Discipline with the prefrontal cortex in mind

brain based attitude

“I changed my attitude, mommy.”

4 year old Esther’s declaration is an example of self-regulation, or a character quality of controlling one’s impulses, and is considered an executive functioning skill.

Just how did one so young develop this capacity? 2 words…wise parenting.

Esther and her siblings have the blessing of parents who take the time to help them process their emotions, actions, and choices. During this particular episode Esther refused to jump in the pool with the other children because she did not want to wear her floaties (the other kids were older and better swimmers so did not need floaties). Her mom gently walked her over to the side away from the crowd, kneeled down in front of her making sure she had her attention, and talked calmly about the choice she had, to swim with floaties or to sit on the side and watch the others swim. Her mom told her that she knew she would enjoy swimming but the choice was hers, swim with floaties or watch the others. And then her mom walked away.

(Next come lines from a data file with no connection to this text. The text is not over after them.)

PR #140, opened 2020-09-10
Use `--token` as argument for `cluster login`

mmazur:
Currently it's `ocm cluster login --browser`, but the page that redirects to displays the API token, hence `--token` feels more fitting.

Also, in practice this will be mostly used to log in via CLI, so `--browser` is sort of the opposite of what one would use it for.


igoihman:
LGTM. @NautiluX FYI

PR #146, opened 2020-09-17
Implement Edit cluster command

igoihman:


igoihman:
@vkareh PTAL

vkareh:
very nice

/lgtm

PR #147, opened 2020-09-21
Add token generation command

rawsyntax:


cmd/ocm/token/cmd.go
```diff
@@ -111,10 +123,21 @@ func run(cmd *cobra.Command, argv []string) error {
...
-	// Get the tokens:
-	accessToken, refreshToken, err := connection.Tokens()
-	if err != nil {
-		return fmt.Errorf("Can't get token: %v", err)
+	var accessToken string
+	var refreshToken string
+
+	if args.generate {
+		// Get new tokens:
+		accessToken, refreshToken, err = connection.Tokens(15 * time.Minute)
```
vkareh, line 131: would it make sense to make this configurable?
```sh
ocm token --generate # 15 minutes
ocm token --generate=10 # 10 minutes
# etc...
```
maybe not, but wondering, since it's being hard-coded

rawsyntax: There is an upper limit so I didn't want to allow the user to supply nonsensical values like say 60 minutes

vkareh: makes sense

Self-regulation is considered by many to be a critical skill that can lead to more success in school and life (Tough, 2013).   It involves socio-emotional and cognitive capabilities that allow a child to do things like plan ahead, monitor herself, and reflect on a situation or decision (see Tools of the Mind for more on self-regulation). And that is exactly what Esther did. After a few minutes of standing by herself just watching the other children swim (her mom had left to run some errands) Esther ran and jumped into the pool; a big smile on her face…and floaties on her arms. When her mom returned a few hours later, Esther immediately dropped the book she was looking at and said proudly, “I changed my attitude, Mommy.” No yelling, pleading, bribing necessary…just processing time and consistent parenting.

Classroom teachers have multiple opportunities each day to help their students develop this life and brain-changing skill. Teaching students that choices result in consequences is a start. Responsive Classrooms materials provide many resources to help teachers work with students to develop rules, routines, and consequences in a way that everyone contributes and buys in.

As teachers are consistent in their discipline approaches – focusing on choices vs. punishments, as well as giving students time to process through talking, journaling, and goal setting, their students have more opportunities to become self-regulated. Fay and Funk (1998) offer other practical classroom insights in their goldmine, Teaching with Love and Logic. Classrooms where executive functional skills training are part of the daily procedures and curriculum are actually changing student’s brains, in particular the development of the pre-frontal cortex (Jensen, 2014).

All teachers would benefit from opportunities to learn more about just how to create these kinds of brain-friendly environments. Start with the references listed here, and also check out Dweck’s (2006) Mindset which offers great insights into how to develop a growth mindset in yourself and your children and learners.

Imagine a world full of children, teens, young adults, and adults who can control their impulses, delay gratification, make a plan and stick to it, and instead of placing blame, accept responsibility for their actions and decisions.

Now that would be a great world to live in – let’s dive in as parents and teachers and make self-regulation a goal for ourselves and our students. Anyone up for a swim?


Dweck, C. (2006). Mindset: The new psychology of success. NY: Random House.     http://mindsetonline.com/.

Fay, J. and Funk, D. (1998). Teaching with love and logic: Taking control of the classroom. Midpoint Press.

Jensen, E. (2014, March 5). Your students’ number one life skill. Retrieved from http://www.jensenlearning.com/news/your-students-number-one-life-skill/brain-based-teaching/.

Responsive Classrooms, https://www.responsiveclassroom.org/.

Tools of the Mind (2014). Retrieved from http://www.toolsofthemind.org/philosophy/self-regulation/.

Tough, P. (2012). How children succeed: Grit, curiosity, and the hidden power of character. NY: Houghton Mifflin Harcourt Publishing Company.


1 Comment

  1. Opportunities for reflection, self-monitoring, and appropriate decision making can also be enhanced when a teacher shares control, offers choices within limits, and models empathy.

    As referenced in the article, Fay & Funk, authors of Teaching With Love & Logic, provide the following tips to enhance this interaction: 1. Share control; 2. Share the thinking; 3. Balance consequences with empathy; 4. Maintain self respect.

    Look to offer reasonable choices that you are willing to enforce. Think win-win. Avoid falling into the trap of making a decision in the heat of the moment. Anticipatory consequences, such as acknowledging a violation has occurred, but only stating that something will be done later on can keep a student preoccupied until the teacher has had time to think of an appropriate consequence.

    “The time to offer choices is when you are happy and everything is going smoothly.” Fay & Funk, 1998. Furthermore, the effective teacher administers consequences with empathy and understanding, as opposed to anger and lecture. Fay & Funk. 1998. By modeling an appropriate response that is embedded with self-control, appropriate body language, and effective human interaction, the student’s fear/anger/anxiety response may be diminished or not activated, and the student observes an adult authority model proper social skills.

    Moreover, students from poverty or dysfunctional backgrounds are less likely to be exposed to adults modeling befitting resolution skills in their home environments.